EXERCISE PROMPT: In the entries that follow, the lines from the one with "(diff shortened: 1 of 2 files shown)" through the one with "PR #1455, opened 2025-09-10" are the ones to write out, exactly and with both ends included. Nothing else should appear.

(Stored items)
PR #1400, opened 2025-03-17
ERM-3652, Extend tests for Package multi-select/synchronise switch

MonireRasouli:


EthanFreestone (changes requested):
Hi @MonireRasouli I'm mostly happy with the workflow, and that we're testing the necessary things, although I think we ought to check that

- selecting single package ONLY selects that package, the other checkbox remains unclicked
- selecting all selects all rows (all checkboxes are clicked)


However we need to make sure that we're testing in a way which _ensures_ this works in all environments, which means we have a pattern to uphold.


Can you please change these tests to obey the 

- describe (some SINGLE action happens)
  - test (some SINGLE outcome has occurred)
  - more tests, if needed... one per outcome

Then if a new describe relates to a previous describe it happens inside the describe block, so the test cascades down.

EthanFreestone:
@MonireRasouli Thanks for the changes. This still doesn't quite fit the pattern I described though. The idea is that any kind of user interaction, say a button click, happens in a describe. 

We're not testing whether a button can be clicked, that's a Stripes issue, and behind that a react/html issue.

What we want to know in a unit test is whether the outcome of a button press is as expected.

This is the same for "fill in a form field", that is a user interaction, so belongs in a describe.

This way we can start to build up a nested test file, describing all unit interactions and testing all outcomes, which will boost the coverage as well as making it crystal clear what the expected outcome is. 

It _also_ makes it really easy then to swap between different test cases and test the same outcomes, so upping the test coverage even higher and chekcing that everything behaves the same in every diffferent possible permutation of starting conditions.


I know you're working on ILL now, and I'm very aware you're behind there thanks to me messing up the ILL environment, so I'm going to pick this up with expected changes and I'll ping you when they're in.

I'm very happy to have another jest workshop at some point, and on unit vs integration testing in general if we think it'd be helpful

PR #1402, opened 2025-03-31
ERM-3670 When package 'syncContentsFromSource' is not set, display with a '-'

CalamityC:
* fix if condition
* extend test


EthanFreestone (changes requested):
I'd prefer we used proper evaluation here rather than trying to guess type with an unchecked `!=`. It's smart but it introduces "magic" knowledge into the system.

TLDR, can we please do `if(syncContentsFromSource !== undefined && syncContentsFromSource !== null)`, I know it's more wordy but it makes things clearer when we come to maintain it later.

EthanFreestone (approved):

PR #1412, opened 2025-04-29
ERM-3712: Remove eresources.syncMultiplePackages* translation keys

julianladisch:
https://folio-org.atlassian.net/browse/ERM-3712

It seems the these translation keys are not used and should be deleted to reduce the translator's workload.


ostephens (changes requested):
These cannot be removed as they are used from the packages route https://github.com/folio-org/ui-agreements/blob/2470ab1c25711019c4d7fbeb3edbb466fe4d86b3/src/routes/PackagesRoute/PackagesRoute.js#L169

PR #1413, opened 2025-04-29
ERM-3711 Migrate all setting uses in ui-agreements to use app settings

CalamityC:
* switch to new endpoint in GeneralSettings
* add parse function
* change useAgreementsSettings


EthanFreestone:
Merged the stripes-erm-testing PR @CalamityC , sorry for the delay

EthanFreestone (approved):

PR #1415, opened 2025-05-13
ERM-3704, Hide tags icon when tags are disabled

MonireRasouli:


EthanFreestone:
Merged, see [linked comment](https://github.com/folio-org/stripes-erm-components/pull/728#issuecomment-2880447174) on stripes-erm-components PR

PR #1424, opened 2025-07-02
ERM-3743 Add support to delete the content of a single package to the UI

CalamityC:
* add permission
* add Button, Modals
* add translations
* add endpoints
* add handlers and toast message


EthanFreestone (approved):

EthanFreestone:
Approved and bumped up to master :)

The only things to note from me

-  the use of `<p>`: In general we tend to use <Layout> to get things where we want them to be, but it's really not a big deal so I'd be happy to merge.
- Inline coding: The various modals have been set up differently, one has it's content inline and one has it declared up above. Again it's not a blocker for merge, it's easy enough to read, but this _could_ be two confirmation modals only with different labels I think, and we could declare their messages etc etc in the same way.
  - In theory we could even move the specific rendering (and maybe state management?) for the two modals to their own component to make the code a little smoother to read, but again it's really not a big deal--left up to developer as to what is best

EthanFreestone:
> > * the use of `<p>`: In general we tend to use  to get things where we want them to be, but it's really not a big deal so I'd be happy to merge.
> 
> I do not understand what you mean with that.
> 
> > * Inline coding: The various modals have been set up differently, one has it's content inline and one has it declared up above. Again it's not a blocker for merge, it's easy enough to read, but this _could_ be two confirmation modals only with different labels I think, and we could declare their messages etc etc in the same way.
> 
> If you can give me a hint how to get the ConfirmationModal only render one Button, I'm happy to re-think an re-work that. But I spent a lot of time to investigate and came to the conclusion that it's not possible and I need to use Modal for the case where no resources can be deleted.


@CalamityC 
Apologies, the first one is missing `<Layout>`, that's my bad... like I said though not an issue



The second one is 100% fair enough. In general though if you've spent a long time investigating how to do something and come to a conclusion about why you have to do something in a way that isn't your first instinct, then I'd like to see a comment in the code. 


It means that the reviewer gets an insight into why the code might look different, and they can also verify that there's not some strange workaround somewhere, and then when the next developer comes to look at the code and has the same question they have something to start with as to why the code is written like that.





That said, this is now passing tests over the threshold, and I already approved the code itself so I shall merge :D

PR #1427, opened 2025-07-03
ERM-3751: JSONPath dependency

Jack-Golding:
Added JSONPath dependency to ui-agrements to assist with ERM-3697 work

ERM-3751

### DIFF
--- a/package.json
+++ b/package.json
@@ -31,6 +31,7 @@
     "core-js": "^3.6.1",
     "eslint": "^7.32.0",
     "graphql": "^16.0.0",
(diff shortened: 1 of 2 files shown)


dcrossleyau:
This caused the Platform hourly builds to fail. See the Slack thread at "folio-hosted-reference-envs" channel. Pinned to the previous version via [platform-complete/pull/3429](https://github.com/folio-org/platform-complete/pull/3429) for snapshot branch.

Cc @Jack-Golding and @EthanFreestone

PR #1435, opened 2025-07-17
ERM-3753 Build filter component transformation

CalamityC:
* add filter component
* add utilities function
* add filterString manually to request URL
* add translations
* add GokbRoute test


src/components/utilities/getFilterConfig.js
```diff
@@ -0,0 +1,40 @@
+import { FormattedMessage } from 'react-intl';
+import gokbConfig from '../../../docs/gokb-search-v1';
+
+const getFilterConfig = () => {
```
Jack-Golding, line 4: This has been previously discussed but just documenting it here

Like with the work done within your results column config, we should have a recursive case switch statement to be used when handling type

src/routes/GokbRoute/GokbRoute.js
```diff
@@ -23,14 +29,23 @@ const GokbRoute = ({ location }) => {
...
-    return template({
+    const filterString = transformFilterString(query?.filters);
+
+    const baseQuery = template({
       input: query?.query || '',
       perPage: params?.perPage,
       offset,
     });
+
+    // Append `filterString` manually not possible with handlebar template
```
Jack-Golding, line 43: Happy with alot of this, already discussed moving the filter string handling into Monirehs query transform function when the search functionality is merged

Jack-Golding (changes requested):
We've already discussed the changes required for this namely moving the config handler to a recursive switch case statement similar to what has been done within the results columns work

Other than that, looking good

PR #1455, opened 2025-09-10
ERM-3782: Modify Actions menus in agreement lines

MonireRasouli:


EthanFreestone (changes requested):
Sorry, thisisn't what is being asked for.


This will disable the button if there are NO policies, not if there are restricting policies.

Please check the equivalent work in the agreements action menu to see how it decides whether or not to display an edit/delete button.


The fix to "canEditLoading -> canDeleteLoading" is correct though and can stay

PR #1541, opened 2026-08-20
fix(core): find samplePixelSize wherever it is nested in remote metadata

nerln:
## Summary

Remote voxel-size discovery still assumes one fixed metadata path. On many
surface-prediction stores this leaves `voxelsize` at zero, so
`vc_grow_seg_from_seed` traces a surface, computes `area_cm2 = 0`, discards it,
and exits without saving anything.

This PR adds a tested, bounded search for an unambiguous `samplePixelSize`
wherever it is nested in remote metadata.

## Fix

The new `RemoteVolumeMetadata` helper:

- traverses objects and arrays to depth 64;
- accepts repeated identical positive values;
- rejects conflicting values instead of depending on traversal order;
- ignores absent, invalid and non-numeric values.

Existing `voxelsize` keys and aliases retain precedence. Only the final
`samplePixelSize` fallback changes.

## Evidence

On a published PHerc0125 m7 surface store, with `min_area_cm = 0.0001`:

| | before | after |
|---|---:|---:|
| voxel size | 0 | 9.362 µm |
| raw surface area | 401.094 vx² | 401.099 vx² |
| converted area | 0.000000 cm² | 0.000352 cm² |
| result | discarded | retained |

The tool's default threshold is 0.3 cm²; this deliberately small diagnostic
surface does not exceed it. The example demonstrates the repaired unit
conversion and configured-threshold behavior, not a change to surface growth.

A separate audit of 1,004 published stores found:

- current lookup: 58/1,004 stores and 1/84 surface-prediction stores resolve;
- this lookup: 105/1,004 and 43/84 resolve;
- no document contains conflicting `samplePixelSize` values.

Five offline test cases with multiple assertions cover legacy and nested
layouts, arrays, repeated values, conflicts, and invalid or missing values. The
test binary passes; the real patched `Volume.cpp` compiles; fresh CMake configure
succeeds. Windows, macOS and Linux build/compile jobs and CodeQL pass.

## Limits and relationship to earlier work

This extends #1227 rather than duplicating it: #1227 removed a lookup gate;
this PR handles metadata layouts still outside its fixed path. It is also
distinct from #1508/#1509, which concern documented access URLs and Python cube
caching rather than C++ physical-unit discovery.

The remaining 899 stores expose no reachable value; explicit `voxelsize`
remains the workaround. This PR does not infer from directory names or change
the zero-area diagnostic. A complete local build later encounters a separate
Homebrew LLVM/Xcode SDK include-order issue. The unrelated synthetic render
scenario varied from 0.95954× to 1.113× across simultaneous PR runs; Vercel's
failure is an external authorization check.

## Agentic-use disclosure

OpenAI Codex was used agentically for investigation, implementation, testing,
audit and documentation.


nerln:
This was done with LLM assistance.
Why I think it matters: this exact failure was hit while trying to trace new surfaces on scrolls that don't have published segments yet. The tool runs fine, finishes, and then silently throws away every surface it just traced, with a message that blames the area threshold instead of the missing voxel size. 43 of the 84 published surface-prediction stores, the ones that the tool is meant to be pointed at, currently resolve no voxel size, so someone pointing the tracer at them gets them discarded unless they already know the workaround.
The change is small, and on all 1004 published stores it was checked that no document carries two different values of the field.

nerln:
Update after rebasing onto current main: I extracted the recursive metadata
search into RemoteVolumeMetadata and added an offline regression test target.

The helper now:

- traverses objects and arrays to depth 64;
- accepts repeated identical positive samplePixelSize values;
- rejects conflicting values instead of choosing by traversal order;
- ignores invalid/non-numeric values.

Five test cases with multiple assertions cover the legacy path, source/metadata
nesting, the wrapperless 1.129 µm layout, arrays, repeated values, conflicts and
invalid/absent values.
The isolated test binary passes all 5 cases. I also compiled the real patched
Volume.cpp with the exact project compile command; syntax compilation succeeds.

The earlier PR description says no unit test was added; that limitation is now
obsolete at commit 5077ddec. A fresh full CMake configure also succeeds. A full
local build still encounters an unrelated Homebrew LLVM/Xcode SDK include-order
problem outside this patch, so I am not claiming a complete local build.

On GitHub, the Windows, macOS and Linux build/compile jobs and CodeQL pass. The
synthetic performance gate reports only parallel/full_res above its modeled
threshold (1.08181x reference). The same scenario ranged from 0.95954x to
1.113x across three simultaneous PR runs whose diffs do not touch that hot path,
so I am recording the failure rather than attributing it to this metadata-only
change. Vercel's separate failure is an external authorization check.

implementation, testing, audit and documentation. I remain responsible for the
change and this report.

Bullo27:
This PR fixes **#1603** — an open issue filed six days *after* this PR, diagnosing the same defect on a different store — and the two had not been cross-linked until now. I had independently written a narrower fix for #1603 (a fixed list of three acquisition roots); this recursive approach subsumes it, so I verified this PR instead of filing a duplicate. Everything below was run today.

**Build & tests** (Linux x86-64, GCC 13.3, Release): head `0ce458fca` builds with zero errors; the new doctest passes (`5 test case(s) passed`); the full ctest suite at the head is **155/155**; `git merge-tree --write-tree` against current main `61a62c445` is clean (rc 0).

**The helper against real bucket documents** — a standalone probe linking the PR's `vc_core`, running both the old fixed walk and `findUnambiguousSamplePixelSizeMillimeters` on four freshly fetched `metadata.json` documents, one per schema I had measured in #1603:

| document | old fixed walk | this PR |
|---|---|---|
| `PHercParis4/…/predictions/surfaces/…th0.45.zarr` (`source.metadata.scan.…` nesting) | unresolved | **0.0024 mm → 2.4 µm** |
| `PHercParis4/volumes/20260608103018-1.129um-…` (top-level `tomo`, no `scan` wrapper) | unresolved | **0.001129 mm → 1.129 µm** |
| `PHerc0172/volumes/20241024131839-…-masked` (`samplePixelSize` absent anywhere) | unresolved | unresolved — correctly |
| `PHercParis4/volumes/20260411134726-2.400um-…` (classic `scan.tomo.…`) | 0.0024 mm | **0.0024 mm — identical** |

Both fixable schemas resolve, the unfixable one stays honestly unresolved, and the case the old walk handled is byte-identical — no regression.

**End-to-end on the #1603 store** — the exact reproduction from that issue (`vc_grow_seg_from_seed`, seed `17963 14015 27830`), built from this PR's head:

```
voxelsize: 2.4
generated surface 15627649.108256 vx^2 (0.900153 cm^2)
```

exit 0 at generation 99, and the surface is **saved** (`x.tif`, `y.tif`, `z.tif`, `meta.json`, `generations.tif` in the target dir). On main, measured 2026-08-26 with the same seed: `voxelsize 0`, `15632971.79 vx^2 (0.000000 cm^2)`, surface discarded, output directory empty. (The small vx² difference between runs is tracer nondeterminism, seen across main runs too.)

**Independent check of the audit's premise** — I swept every `<scroll>/representations/predictions/surfaces/*.zarr` in the open-data bucket today, two full passes with retries, both passes identical, zero transient failures:

```
surface-prediction stores: 43
old samplePixelSize walk resolves: 0     this PR resolves: 42
metadata.json absent: 1                  conflicting documents: 0
```

The **zero conflicts** point is the one that matters: on today's bucket, the reject-on-conflict semantics never withholds a value that traversal-order selection would have produced. My counts use a narrower instrument than the PR body's (only the `samplePixelSize` fallback, only current `.zarr` stores — the bucket has also changed since Aug 20), so the denominators differ from the 84 quoted there; the direction and the conflict result are what I can confirm.

Two minor observations, neither blocking: (1) `depth > kMaxMetadataDepth` rejects the **whole document** rather than skipping the too-deep subtree — unreachable in the measured corpus, but if metadata ever nests past 64 levels a shallow valid value would be lost with it; (2) "identical repeated values" uses exact float equality, so two encodings of the same physical size (e.g. `0.0024` vs `2.4e-3` parse equal, but a rounded copy would not) would read as a conflict — also zero occurrences today.

For maintainers: with #1603 open and reproduced, this 76-line change plus tests closes a defect that silently discards traced surfaces on 42 of the 43 stores the tracer is pointed at.

<sub>Verification by Claude (AI agent) operating on behalf of @Bullo27. Every number above comes from commands run 2026-08-28 against head `0ce458fca`, main `61a62c445`, and the live open-data bucket.</sub>

nerln:
The single red check here (`analyze_fast`) is not a failing test and does not come from this diff. What actually happened, in case it is useful beyond this PR:

- `analyze_fast` is an aggregator. It fails at its **Verify PR scan shards** step, which is literally `if [[ "$SHARDS_RESULT" != "success" ]]; then exit 1`.
- Of the four CodeQL PR shards on that head, three were green and one — **PR scan (tools and libraries)** — was **cancelled**, not failed. The gate does not distinguish the two, so a cancelled shard reads as a red check.
- The cancellation comes from the workflow's own `concurrency` group in `.github/workflows/vc3d-codeql.yml`, which sets `cancel-in-progress: true`: a second event on the same ref kills the run in flight. The shards themselves set `fail-fast: false` and a 30-minute timeout, so neither a sibling shard nor a timeout is involved.

Flagging it rather than quietly re-running, because the same pattern will make any PR look red after two pushes in quick succession, and a cancelled shard is indistinguishable from a real failure at a glance.

The two earlier red checks on this PR were a different matter and are gone: they were inherited from `main`, which failed the same Valgrind job on 20 August ([run 32327406697](https://github.com/ScrollPrize/villa/actions/runs/32327406697)). I have just updated the branch onto current `main`.

- [ ] I have read this and checked the workflow it cites.

jrudolph:
Superseded by #1737 which implements a more deterministic approach of figuring out metadata.

jrudolph:
But anyway thanks for bringing this issue to our attention!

RESPONSE TO THE EXERCISE:
(diff shortened: 1 of 2 files shown)


dcrossleyau:
This caused the Platform hourly builds to fail. See the Slack thread at "folio-hosted-reference-envs" channel. Pinned to the previous version via [platform-complete/pull/3429](https://github.com/folio-org/platform-complete/pull/3429) for snapshot branch.

Cc @Jack-Golding and @EthanFreestone

PR #1435, opened 2025-07-17
ERM-3753 Build filter component transformation

CalamityC:
* add filter component
* add utilities function
* add filterString manually to request URL
* add translations
* add GokbRoute test


src/components/utilities/getFilterConfig.js
```diff
@@ -0,0 +1,40 @@
+import { FormattedMessage } from 'react-intl';
+import gokbConfig from '../../../docs/gokb-search-v1';
+
+const getFilterConfig = () => {
```
Jack-Golding, line 4: This has been previously discussed but just documenting it here

Like with the work done within your results column config, we should have a recursive case switch statement to be used when handling type

src/routes/GokbRoute/GokbRoute.js
```diff
@@ -23,14 +29,23 @@ const GokbRoute = ({ location }) => {
...
-    return template({
+    const filterString = transformFilterString(query?.filters);
+
+    const baseQuery = template({
       input: query?.query || '',
       perPage: params?.perPage,
       offset,
     });
+
+    // Append `filterString` manually not possible with handlebar template
```
Jack-Golding, line 43: Happy with alot of this, already discussed moving the filter string handling into Monirehs query transform function when the search functionality is merged

Jack-Golding (changes requested):
We've already discussed the changes required for this namely moving the config handler to a recursive switch case statement similar to what has been done within the results columns work

Other than that, looking good

PR #1455, opened 2025-09-10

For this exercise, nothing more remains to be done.